= YOUR ASSIGNMENT =
Keyword search on "random": report each line of the records that contains it.

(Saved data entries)
- - - -

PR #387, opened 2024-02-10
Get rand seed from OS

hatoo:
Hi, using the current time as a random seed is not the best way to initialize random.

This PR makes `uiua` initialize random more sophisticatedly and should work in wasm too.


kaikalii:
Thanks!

- - - -

= ANSWER TO THE EXERCISE =
Hi, using the current time as a random seed is not the best way to initialize random.
This PR makes `uiua` initialize random more sophisticatedly and should work in wasm too.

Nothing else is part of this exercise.